### Data for this exercise
PR #59, opened 2024-09-27
fix: search_runs parameter rename: exact_name -> name_substring

alkasm:
This change renames the parameter `exact_name` to `name_substring` to communicate the intent. This performs an exact (as opposed to fuzzy) substring match on the name.

You should update your code accordingly:

```py
# in nominal-client<1.3
nm.search_runs(exact_name="some_substring")
```

should become

```py
# in nominal-client>=1.3
nm.search_runs(name_substring="some_substring")
```

This change is backwards compatible; the old argument "exact_name" is soft-deprecated - it warns, but still works, and will be removed later. Functionality with the new and old argument name is tested, as is the warning.

### DIFF
--- a/nominal/_utils.py
+++ b/nominal/_utils.py
@@ -7,10 +7,10 @@ from contextlib import contextmanager
 from dataclasses import dataclass
 from datetime import datetime, timezone
 from pathlib import Path
-from typing import BinaryIO, Callable, Iterable, Iterator, Literal, NamedTuple, ParamSpec, TypeVar, Union
+from typing import BinaryIO, Callable, Iterable, Iterator, Literal, NamedTuple, TypeVar, Union
 
 import dateutil.parser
######
* Problem to work on: Find the word "Callable" in the entries, then copy out every line that has it.

* Solution to the exercise:
-from typing import BinaryIO, Callable, Iterable, Iterator, Literal, NamedTuple, ParamSpec, TypeVar, Union
+from typing import BinaryIO, Callable, Iterable, Iterator, Literal, NamedTuple, TypeVar, Union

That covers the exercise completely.